Laduree has successfully understood the challenge of satisfying the needs of a hip and more global clientele. Laduree offers presently, without a doubt, the best French pastries in Riyadh. Ludovic Descouens is adamant about the freshness and quality of the ingredients used. As for any masterpiece, you will need to spend some money, but perfection has no price!
Who can resist that elegant little macaroon, a culinary creation that epitomizes whimsical simplicity with just eggs, sugar and ground almonds! The story of the Laduree “macaron” starts with Pierre Desfontaines, second cousin of Louis Ernest Laduree who at the beginning of the 20th century first thought of taking two macaroon shells and joining them with ganache, a silky, smooth filling.

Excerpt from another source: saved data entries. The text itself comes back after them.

PR #417, opened 2018-10-02
Bugfix/deployment issues

Larspolo:
## Description
LTI now get auto deployed, and fixed some deployment issues


settings/database.conf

Savoring a Laduree macaroon is a clean affair: The filling does not squish out of the cookie and biting through the crust should be effortless apart from a few stray crumbs. In every bite, you can truly taste the creative work of Laduree’s master pastry cook.
The macaroon’s origin isn’t clear but it may have been brought to France from Italy during the Renaissance. It is enjoying a revival echoed by Laduree’s staggering choice of amazing flavors according to the season, including, mimosa, licorice and blackcurrant and violet, fig and date, icy mint to name but a few. You can acknowledge your weakness and enjoy a variety of macaroons in the tea room or have them delicately placed in those delightful pale mauve and pistachio boxes.

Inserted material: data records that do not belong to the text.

PR #427, opened 2018-10-03
Added loading icon when there are open API requests

### LINKED ISSUE #416: Visible loading when waiting for API call to get response
# Feature request

## Description
Visible loading when waiting for API call to get response. Mostly important when a mail is being send, this take longer then expected.

Larspolo:
## Description
Added loading icon when there are open API requests. When reviewing this PR, please also look for yourself, I cant show how it looks in a single image.

## Summary of changes
- Fixes #416 
- Now users wont register if email server is incorrectly confirgured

Laduree has also reinvented another traditional French pastry, the “religieuse”, consisting of two choux pastry cases filled with creme patissiere, a large one on the bottom and a smaller one on top and joined together with buttercream, a shape which evokes the image of an obese nun, hence it’s name, la “religieuse”, the “nun” in French.

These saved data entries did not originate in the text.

PR #428, opened 2018-10-04
Fix readonly input field appearance in profile

### LINKED ISSUE #407: Readonly text fields look the same as non readonly
# Bug report

## Expected Behavior
An indication that an input field is readonly

## Actual Behavior
No difference between the two
image
second input is readonly

JowehL:
## Description
Readonly field in profile page now looks different than normal input fields

## Summary of changes
- Fixes #407 

image


JowehL:
Or do you prefer the email verification to be not greyed out

image
@Larspolo

Larspolo:
This only needs to be readonly when its a user linked to Canvas, else it should be editable. Can that be fixed in this PR?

Incidentally, choux pastry or “pate a choux” is one of at least ten different doughs used in French cooking. Choux pastry is not puff pastry. Its batter is made only from water, eggs, flour and butter. The high water content vaporizes during cooking and thus causes the pastry to puff.
Apart from the ubiquitous coffee and chocolate flavors, you might be tempted to try rose, violet and orange blossom. If you are more adventurous, you might like to try the raspberry anise or caramel mango flavored macaroons!
The “mille-feuille”, (thousand sheets) is with the macaroon one of Laduree’s flagship cakes. Traditionally, a “mille-feuille” is made up of three layers of puff pastry, alternating with two layers of pastrycream (crème patissiere). The “mille-feuille praline” is simply sublime!
Another delicious traditional French pastry is the Paris-Brest. This cake’s history is linked to a 1,200-kilometer bicycling event organized every four years since 1891, and it has the shape of a wheel. Laduree’s culinary creations demonstrate haute-pastry skills with clever streaks of creativity, capturing the spirit of classics and casting a contemporary light on them. This is particularly true for their signature Rose Raspberry Saint-Honore and Pistachio Griotte Saint-Honore.
The comfortable tea salon cum restaurant serves also breakfast, (the croissants are out of this world!), lunch and dinner. At Laduree, you can forget haute couture and designer brands and enjoy the true taste of luxury with high-flying pastries which boast subtle flavors and perfect execution.